As to the first question, lots of butterfly shooters have hit their faces. It deters some people, but not everyone. Most of the hits, from my experience and talking to others, are approximately wear you anchor: usually high on the cheekbone. My rule for avoiding future blood-letting is to NEVER adjust my grip when the bands are under tension and behind my head. I also use the tiniest bit of pfs-style pouch tweak.

Good luck!


----------



## Island made (Aug 14, 2019)

What Ray (Kawkan) said! And yes, I’ve blooded myself a time or 3 but always with cold snowy hands and not paying attention. I also do a little pouch tweak as well....never a bad idea to send the ball around your face a touch


----------



## Harry Knuckles (Sep 28, 2020)

I agree with the above statements. I shoot with a 90ish degree twist and a slight tweak, much like you would shoot PFS, to get it around my face. I've hit my face a few times but only before I started using the twist and tweak. Haven't had another face hit or fork hit since incorporating the twist and tweak. I started out about 1/4 butterfly, my ammo hand would be just past my ear. I slowly worked up to fullish butterfly with longer and longer band sets.

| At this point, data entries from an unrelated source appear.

PR #1150, opened 2017-01-27
[WIP] Add backpressure to pipelines

pakrym:
Still not sure about Flush returning bool

@davidfowl @halter73

### DIFF
--- a/src/System.IO.Pipelines/FlushAsyncAwaitable.cs
+++ b/src/System.IO.Pipelines/FlushAsyncAwaitable.cs
@@ -1,12 +1,11 @@
 ﻿// Copyright (c) Microsoft. All rights reserved.
 // Licensed under the MIT license. See LICENSE file in the project root for full license information.
 
-using System;
 using System.Runtime.CompilerServices;
 
 namespace System.IO.Pipelines
 {
-    public struct FlushAsyncAwaitable : ICriticalNotifyCompletion
+    internal struct FlushAsyncAwaitable : ICriticalNotifyCompletion
     {
         private readonly IFlushAwaiter _awaiter;
 
--- a/src/System.IO.Pipelines/FlushAsyncAwaitable.cs
+++ b/src/System.IO.Pipelines/FlushAsyncAwaitable.cs
@@ -1,0 +1,28 @@
+﻿// Copyright (c) Microsoft. All rights reserved.
+// Licensed under the MIT license. See LICENSE file in the project root for full license information.
+
+using System;
+using System.Runtime.CompilerServices;
+
+namespace System.IO.Pipelines
+{
+    public struct FlushAsyncAwaitable : ICriticalNotifyCompletion
+    {
+        private readonly IFlushAwaiter _awaiter;
+
+        public FlushAsyncAwaitable(IFlushAwaiter awaiter)
+        {
+            _awaiter = awaiter;
+        }
+
+        public bool IsCompleted => _awaiter.IsCompleted;
+
+        public bool GetResult() => _awaiter.GetResult();
+
+        public FlushAsyncAwaitable GetAwaiter() => this;
+
+        public void UnsafeOnCompleted(Action continuation) => _awaiter.OnCompleted(continuation);
+
+        public void OnCompleted(Action continuation) => _awaiter.OnCompleted(continuation);
+    }
+}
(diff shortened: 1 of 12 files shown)


src/System.IO.Pipelines/PipelineFactory.cs
```diff
@@ -17,6 +17,7 @@ namespace System.IO.Pipelines
     public class PipelineFactory : IDisposable
     {
         private readonly IBufferPool _pool;
+        public int MaximumPipeSize { get; set; }
```
davidfowl: Should be an argument to create

pakrym:
@davidfowl added min/max, internal

src/System.IO.Pipelines/Pipe.cs
```diff
@@ -52,15 +53,23 @@ public class Pipe : IPipelineReader, IPipelineWriter, IReadableBufferAwaiter
...
         /// <summary>
         /// Initializes the <see cref="Pipe"/> with the specifed <see cref="IBufferPool"/>.
         /// </summary>
         /// <param name="pool"></param>
-        public Pipe(IBufferPool pool)
+        /// <param name="maximumSize"></param>
+        public Pipe(IBufferPool pool, long maximumSizeLow = 0, long maximumSizeHigh = 0)
         {
             _pool = pool;
+            _maximumSizeHight = maximumSizeHigh;
```
davidfowl: _maximumSizeHight -> _maximumSizeHigh

src/System.IO.Pipelines/Pipe.cs
```diff
@@ -393,6 +432,9 @@ public void AdvanceReader(ReadCursor consumed, ReadCursor examined)
 
             if (!consumed.IsDefault)
             {
+                var consumedBytes = ReadCursor.GetLength(_readHead, _readHead.Start, consumed.Segment, consumed.Index);
+                Interlocked.Add(ref _length, -consumedBytes);
```
davidfowl: The locking around length is inconsistent. In some cases you update it inside of _sync and in this case you're using an interlocked. Move this code lower into the lock.

src/System.IO.Pipelines/Pipe.cs
```diff
@@ -436,55 +475,32 @@ public void AdvanceReader(ReadCursor consumed, ReadCursor examined)
...
-        void IPipelineWriter.Complete(Exception exception) => CompleteWriter(exception);
 
-        /// <summary>
-        /// Marks the pipeline as being complete, meaning no more items will be written to it.
-        /// </summary>
-        /// <param name="exception">Optional Exception indicating a failure that's causing the pipeline to complete.</param>
-        public void CompleteWriter(Exception exception = null)
-        {
-            if (_producingState != State.NotActive)
+            if (_length < _maximumSizeLow)
```
davidfowl: Here as well.

src/System.IO.Pipelines/FlushAsyncAwaitable.cs
```diff
@@ -0,0 +1,28 @@
+﻿// Copyright (c) Microsoft. All rights reserved.
+// Licensed under the MIT license. See LICENSE file in the project root for full license information.
+
+using System;
+using System.Runtime.CompilerServices;
+
+namespace System.IO.Pipelines
+{
+    public struct FlushAsyncAwaitable : ICriticalNotifyCompletion
```
KrzysztofCwalina: Some of these types are what I would call "plumbing". We should consider moving them to some obscure sub namespace. But let's chat about it when we do an API review.

pakrym: I'll make it internal for now.

tests/System.IO.Pipelines.Tests/BackpressureTests.cs
```diff
@@ -0,0 +1,141 @@
...
+            var result = _pipe.ReadAsync().GetAwaiter().GetResult();
+            var consumed = result.Buffer.Move(result.Buffer.Start, 33);
+            _pipe.AdvanceReader(consumed, consumed);
+
+            Assert.True(flushAsync.IsCompleted);
+            Assert.True(flushAsync.Result);
+        }
+
+        [Fact]
+        public void FlushAsyncAwaitableDoesNotCompletesWhenReaderAdvancesUnderHight()
```
davidfowl: High*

Kawkan is right, the speed you get out of light bands shooting butterfly is pretty impressive and doesn't work the arms too much. My favorite setup is 12.5" ABL, .5 SSB, 3/4-5/8 taper, shooting 3/8" steel.


----------



## Ibojoe (Mar 13, 2016)

Yep, the sore cheek seems like a right of passage but once hit, you'll make sure not to forget the tweek. 
Start with 14" of thin elastic cut narrow, super lightweight. Twist and tweek and you'll be fine. 
Once you feel the power of butterfly it's hard to go back to short bands. 
As for the jerk on your shoulder, check your bands often. Remember that you're pulling half the draw weight.


----------



## SJAaz (Apr 30, 2019)

answer to #1 tis only a scratch, and you'll live. Just be careful of where your pouch hand is at all times. I once managed to smack my earlobe once. Unpleasant but pretty funny to those watching.

answer to #2 naw no danger of that. If your shoulders are so gimpy that a couple of rubber bands would pull them out, you probably should take up another hobby.

Not trying to be mean, but all this worry is useless. Listen to KawKan, he knows where of he speaks.


----------



## Rockstar (Apr 9, 2021)

My arms are so gimpy I could probably use them as bands in the most frameless of slingshots. I think if the draw is about half what I would do in a short draw I should be able to manage it, stability wise. I've been wrong many times before, but it might actually be good for building up shoulder stability (normal use, not a band break). I'm definitely going to start super light and work up from there, not looking to go hunting for the foreseeable future anyway (though I'm a bit interested in heavier ammo)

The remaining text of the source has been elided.